Concretely, this set of measurements gives operating numbers for the rest of the course:

  • Operating batch sweet spot for Qwen2.5-3B BF16 on RTX 5080: 64. Latency stays acceptable (TPOT 19 ms), throughput is 40× the batch=1 baseline, and per-matmul efficiency is at its peak (~70% of dense BF16 ceiling). Pushing to 128 buys throughput at a steep latency cost; beyond 128, ridge point is hit and additional batch buys little.
  • L2/cache effects matter at small batch / short sequence. Any benchmark that reports >100% effective HBM peak bandwidth is not lying about throughput — it is using an analytic byte count, while the kernel is getting some data from cache or reuse. NCU’s dram__bytes_read.sum is the right metric to isolate true HBM traffic.

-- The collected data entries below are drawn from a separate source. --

PR #3528, opened 2025-10-29
Switch subscriptions to use mutable transactions in preparation for views

joshua-spacetime:
# Description of Changes

Switch subscriptions to use mutable transactions in preparation for views.

The main implication of this patch is that we no longer use rayon to parallelize subscriptions. Past performance tests have shown that we don't get much parallelism out of rayon, however we should still test the performance of this patch extensively.

3

This is mainly due to an ugly diff which is the result of making things suitably generic so as to allow for both mutable and read only subscriptions.

# Testing

This is a refactor with the result being that subscriptions now run in mutable transactions. Most of the subscription tests will now use a `MutTxId` instead of a `TxId`, so the current tests should give us sufficient coverage.

TODO: Performance test

### DIFF
--- a/crates/core/src/estimation.rs
+++ b/crates/core/src/estimation.rs
@@ -1,17 +1,19 @@
-use crate::db::relational_db::Tx;
-use spacetimedb_datastore::locking_tx_datastore::state_view::StateView as _;
+use std::num::NonZeroU64;
+
+use crate::vm::TxMode;
+use spacetimedb_execution::Datastore;
 use spacetimedb_lib::query::Delta;
 use spacetimedb_physical_plan::plan::{HashJoin, IxJoin, IxScan, PhysicalPlan, Sarg, TableScan};
 use spacetimedb_primitives::{ColList, TableId};
 use spacetimedb_vm::expr::{Query, QueryExpr, SourceExpr};
 
 /// The estimated number of rows that a query plan will return.
-pub fn num_rows(tx: &Tx, expr: &QueryExpr) -> u64 {
+pub fn num_rows(tx: &TxMode, expr: &QueryExpr) -> u64 {
     row_est(tx, &expr.source, &expr.query)
 }
 
 /// Use cardinality estimates to predict the total number of rows scanned by a query
-pub fn estimate_rows_scanned(tx: &Tx, plan: &PhysicalPlan) -> u64 {
+pub fn estimate_rows_scanned(tx: &TxMode, plan: &PhysicalPlan) -> u64 {
     match plan {
         PhysicalPlan::TableScan(..) | PhysicalPlan::IxScan(..) => row_estimate(tx, plan),
         PhysicalPlan::Filter(input, _) => estimate_rows_scanned(tx, input).saturating_add(row_estimate(tx, input)),
@@ -46,7 +48,7 @@ pub fn estimate_rows_scanned(tx: &Tx, plan: &PhysicalPlan) -> u64 {
 }
 
 /// Estimate the cardinality of a physical plan
-pub fn row_estimate(tx: &Tx, plan: &PhysicalPlan) -> u64 {
+pub fn row_estimate(tx: &TxMode, plan: &PhysicalPlan) -> u64 {
     match plan {
         // Use a row limit as the estimate if present
         PhysicalPlan::TableScan(TableScan { limit: Some(n), .. }, _)
@@ -59,7 +61,7 @@ pub fn row_estimate(tx: &Tx, plan: &PhysicalPlan) -> u64 {
                 delta: None,
             },
             _,
-        ) => tx.table_row_count(schema.table_id).unwrap_or_default(),
+        ) => table_row_count(tx, schema.table_id),
         // We don't estimate the cardinality of delta scans currently
         PhysicalPlan::TableScan(
             TableScan {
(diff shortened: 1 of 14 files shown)


crates/core/src/subscription/mod.rs
```diff
@@ -169,8 +168,8 @@ where
     F: BuildableWebsocketFormat,
 {
     plans
-        .par_iter()
-        .flat_map_iter(|plan| plan.plans_fragments().map(|fragment| (plan.sql(), fragment)))
+        .iter()
+        .flat_map(|plan| plan.plans_fragments().map(|fragment| (plan.sql(), fragment)))
```
joshua-spacetime, line 172: No longer dispatching to rayon for initial subscription evaluation. Note, we already dispatched from a database thread, not a tokio thread, so cache locality shouldn't be any worse.

crates/core/src/subscription/module_subscription_actor.rs
```diff
@@ -230,21 +236,11 @@ impl ModuleSubscriptions {
...
-            &self.relational_db,
-            tx,
-            |plan, tx| {
-                plan.plans_fragments()
-                    .map(|plan_fragment| estimate_rows_scanned(tx, plan_fragment.optimized_physical_plan()))
-                    .fold(0, |acc, rows_scanned| acc.saturating_add(rows_scanned))
-            },
-            auth,
-        )?;
+        self.check_row_limit(std::slice::from_ref(&query), tx, auth)?;
```
joshua-spacetime, line 243: No changes. Just encapsulated in a helper.

crates/core/src/subscription/module_subscription_actor.rs
```diff
@@ -1005,6 +1043,119 @@ impl GuardTxOptions {
 
 pub struct WriteConflict;
 
+type TxGuard<F> = Scoped<TxId, F>;
+type MutTxGuard<F> = Scoped<MutTxId, F>;
```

  • Decode-latency optimization on this kind of workload should target FFN GEMM/GEMV, not attention. Attention kernels are <3% of CUDA time. Quantizing FFN weights (W4A16) saves bytes-loaded on the actual hot path; KV-cache compression saves memory but not latency.
  • nvidia-smi GPU-Util is permanently retired as a diagnostic metric for this course. Use NCU SOL throughputs (sm__throughput.avg.pct_of_peak_sustained_elapsed, dram__throughput.avg.pct_of_peak_sustained_elapsed) instead.

Skipped: single-GPU homelab. Will revisit when running on a multi-GPU node where TP communication actually exists. The numerical model in §6 of this README still applies — the AllReduce volume calculation does not need the hardware to be sound.